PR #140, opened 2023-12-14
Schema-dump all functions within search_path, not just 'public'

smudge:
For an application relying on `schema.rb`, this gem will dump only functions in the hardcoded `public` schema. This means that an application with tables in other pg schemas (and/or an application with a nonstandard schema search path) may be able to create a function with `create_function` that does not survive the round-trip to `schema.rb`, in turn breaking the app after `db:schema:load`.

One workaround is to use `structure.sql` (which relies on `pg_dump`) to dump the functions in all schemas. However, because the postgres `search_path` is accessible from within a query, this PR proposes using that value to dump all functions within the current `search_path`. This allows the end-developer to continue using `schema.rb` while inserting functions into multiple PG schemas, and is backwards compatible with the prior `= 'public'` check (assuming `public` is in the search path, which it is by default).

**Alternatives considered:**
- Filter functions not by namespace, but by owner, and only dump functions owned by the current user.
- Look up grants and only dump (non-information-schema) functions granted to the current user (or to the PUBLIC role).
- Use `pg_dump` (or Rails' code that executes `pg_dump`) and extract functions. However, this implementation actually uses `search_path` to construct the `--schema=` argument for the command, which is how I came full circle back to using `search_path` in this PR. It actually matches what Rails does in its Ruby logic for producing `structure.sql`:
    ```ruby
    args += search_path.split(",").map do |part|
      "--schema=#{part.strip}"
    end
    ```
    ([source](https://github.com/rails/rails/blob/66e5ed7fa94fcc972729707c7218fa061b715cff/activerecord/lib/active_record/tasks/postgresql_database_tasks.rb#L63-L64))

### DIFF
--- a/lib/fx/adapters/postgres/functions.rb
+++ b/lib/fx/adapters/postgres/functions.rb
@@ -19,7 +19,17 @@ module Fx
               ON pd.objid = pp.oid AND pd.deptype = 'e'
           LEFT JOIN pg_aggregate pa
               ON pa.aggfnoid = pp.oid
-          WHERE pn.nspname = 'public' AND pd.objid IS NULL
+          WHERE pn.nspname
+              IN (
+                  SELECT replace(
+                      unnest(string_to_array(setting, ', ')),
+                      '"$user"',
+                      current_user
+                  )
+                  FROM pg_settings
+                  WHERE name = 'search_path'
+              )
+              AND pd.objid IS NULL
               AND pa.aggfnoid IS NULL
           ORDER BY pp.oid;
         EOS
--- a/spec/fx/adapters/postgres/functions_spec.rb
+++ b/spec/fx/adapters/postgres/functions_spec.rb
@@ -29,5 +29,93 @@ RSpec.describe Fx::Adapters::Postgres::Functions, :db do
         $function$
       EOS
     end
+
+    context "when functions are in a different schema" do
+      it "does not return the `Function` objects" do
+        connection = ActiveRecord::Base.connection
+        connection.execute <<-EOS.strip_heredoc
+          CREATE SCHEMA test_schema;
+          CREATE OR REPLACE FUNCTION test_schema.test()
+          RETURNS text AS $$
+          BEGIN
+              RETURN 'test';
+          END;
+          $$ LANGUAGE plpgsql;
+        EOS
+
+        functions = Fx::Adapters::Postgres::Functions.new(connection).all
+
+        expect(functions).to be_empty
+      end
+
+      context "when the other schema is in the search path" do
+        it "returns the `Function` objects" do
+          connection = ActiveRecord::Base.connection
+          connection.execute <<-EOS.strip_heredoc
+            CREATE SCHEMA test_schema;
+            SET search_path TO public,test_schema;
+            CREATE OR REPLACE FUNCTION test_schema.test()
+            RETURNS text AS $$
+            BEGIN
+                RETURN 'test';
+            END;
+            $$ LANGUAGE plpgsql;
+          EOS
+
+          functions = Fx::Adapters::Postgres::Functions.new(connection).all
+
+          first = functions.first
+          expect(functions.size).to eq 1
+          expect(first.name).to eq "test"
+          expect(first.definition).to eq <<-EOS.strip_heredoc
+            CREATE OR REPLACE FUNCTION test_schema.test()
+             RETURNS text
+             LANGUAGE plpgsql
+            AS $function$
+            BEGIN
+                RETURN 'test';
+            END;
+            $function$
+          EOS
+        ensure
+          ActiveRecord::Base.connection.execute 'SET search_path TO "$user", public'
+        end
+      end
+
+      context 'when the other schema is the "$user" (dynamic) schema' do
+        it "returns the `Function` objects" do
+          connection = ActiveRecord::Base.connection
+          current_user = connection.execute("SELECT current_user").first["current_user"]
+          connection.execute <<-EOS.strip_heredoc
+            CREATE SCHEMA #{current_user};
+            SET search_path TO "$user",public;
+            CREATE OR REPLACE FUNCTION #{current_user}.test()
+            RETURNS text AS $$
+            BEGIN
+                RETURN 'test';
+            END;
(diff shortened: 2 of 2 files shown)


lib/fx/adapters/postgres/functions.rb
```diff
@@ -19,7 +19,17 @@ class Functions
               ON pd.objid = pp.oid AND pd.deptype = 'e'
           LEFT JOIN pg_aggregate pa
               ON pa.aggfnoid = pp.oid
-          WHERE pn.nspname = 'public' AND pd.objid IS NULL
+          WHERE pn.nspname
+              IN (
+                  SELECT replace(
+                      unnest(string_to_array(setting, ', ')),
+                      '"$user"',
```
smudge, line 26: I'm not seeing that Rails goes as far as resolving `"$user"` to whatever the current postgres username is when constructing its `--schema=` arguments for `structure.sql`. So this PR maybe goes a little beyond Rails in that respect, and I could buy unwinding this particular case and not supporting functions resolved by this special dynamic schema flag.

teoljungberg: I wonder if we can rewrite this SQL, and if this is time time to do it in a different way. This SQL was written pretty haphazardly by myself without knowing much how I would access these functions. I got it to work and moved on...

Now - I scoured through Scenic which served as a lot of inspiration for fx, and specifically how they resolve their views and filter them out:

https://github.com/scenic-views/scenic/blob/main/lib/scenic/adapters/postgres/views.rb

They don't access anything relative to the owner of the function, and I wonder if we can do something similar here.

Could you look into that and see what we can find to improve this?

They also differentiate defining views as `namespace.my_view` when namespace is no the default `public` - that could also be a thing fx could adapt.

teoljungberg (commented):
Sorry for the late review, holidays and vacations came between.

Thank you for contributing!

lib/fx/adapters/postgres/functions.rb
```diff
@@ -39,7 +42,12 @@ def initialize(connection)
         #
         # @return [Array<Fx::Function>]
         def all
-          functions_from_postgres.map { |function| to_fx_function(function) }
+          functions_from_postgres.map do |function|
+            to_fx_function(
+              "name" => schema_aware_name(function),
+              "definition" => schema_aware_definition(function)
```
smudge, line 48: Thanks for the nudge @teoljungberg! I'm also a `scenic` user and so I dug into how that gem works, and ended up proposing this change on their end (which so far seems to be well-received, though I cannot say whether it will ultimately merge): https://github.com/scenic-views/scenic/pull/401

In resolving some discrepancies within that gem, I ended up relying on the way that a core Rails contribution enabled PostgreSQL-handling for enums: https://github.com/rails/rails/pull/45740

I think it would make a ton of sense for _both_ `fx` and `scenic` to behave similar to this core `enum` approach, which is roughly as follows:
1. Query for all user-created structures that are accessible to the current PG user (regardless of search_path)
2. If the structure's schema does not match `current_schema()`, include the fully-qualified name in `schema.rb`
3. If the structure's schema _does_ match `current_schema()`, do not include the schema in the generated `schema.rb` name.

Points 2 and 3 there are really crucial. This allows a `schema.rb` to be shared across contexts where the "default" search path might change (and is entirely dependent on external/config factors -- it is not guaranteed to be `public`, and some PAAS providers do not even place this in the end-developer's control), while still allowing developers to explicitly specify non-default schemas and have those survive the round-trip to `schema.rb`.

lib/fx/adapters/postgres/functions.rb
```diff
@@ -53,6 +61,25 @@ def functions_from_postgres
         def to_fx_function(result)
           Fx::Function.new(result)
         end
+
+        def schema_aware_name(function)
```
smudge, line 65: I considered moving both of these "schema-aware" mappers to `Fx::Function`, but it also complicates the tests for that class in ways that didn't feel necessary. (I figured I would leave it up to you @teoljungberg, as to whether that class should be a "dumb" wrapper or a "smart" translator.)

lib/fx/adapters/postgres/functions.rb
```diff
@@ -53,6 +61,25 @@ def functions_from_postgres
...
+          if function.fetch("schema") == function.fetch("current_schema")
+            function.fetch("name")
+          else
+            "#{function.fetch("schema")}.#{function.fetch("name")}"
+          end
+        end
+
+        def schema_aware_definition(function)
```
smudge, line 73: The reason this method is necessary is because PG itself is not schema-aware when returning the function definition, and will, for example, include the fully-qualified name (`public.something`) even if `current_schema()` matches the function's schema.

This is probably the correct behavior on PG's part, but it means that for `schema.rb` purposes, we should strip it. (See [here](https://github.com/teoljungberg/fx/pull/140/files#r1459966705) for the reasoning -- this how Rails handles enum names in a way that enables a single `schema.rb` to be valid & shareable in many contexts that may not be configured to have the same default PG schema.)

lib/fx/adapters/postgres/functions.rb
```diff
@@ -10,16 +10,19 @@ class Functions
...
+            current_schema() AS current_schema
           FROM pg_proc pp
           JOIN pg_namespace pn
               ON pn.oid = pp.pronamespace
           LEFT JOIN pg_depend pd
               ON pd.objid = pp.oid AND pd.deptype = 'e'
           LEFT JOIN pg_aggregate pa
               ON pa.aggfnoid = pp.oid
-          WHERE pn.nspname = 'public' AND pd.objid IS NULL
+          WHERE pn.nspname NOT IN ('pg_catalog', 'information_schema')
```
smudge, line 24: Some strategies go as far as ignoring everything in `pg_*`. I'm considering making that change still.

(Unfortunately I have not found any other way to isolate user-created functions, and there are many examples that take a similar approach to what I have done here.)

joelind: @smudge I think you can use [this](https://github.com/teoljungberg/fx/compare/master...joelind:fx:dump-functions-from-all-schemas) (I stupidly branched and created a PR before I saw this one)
◇ ◇ ◇
Copy all lines above containing the string "plpgsql".

+          $$ LANGUAGE plpgsql;
+            $$ LANGUAGE plpgsql;
+             LANGUAGE plpgsql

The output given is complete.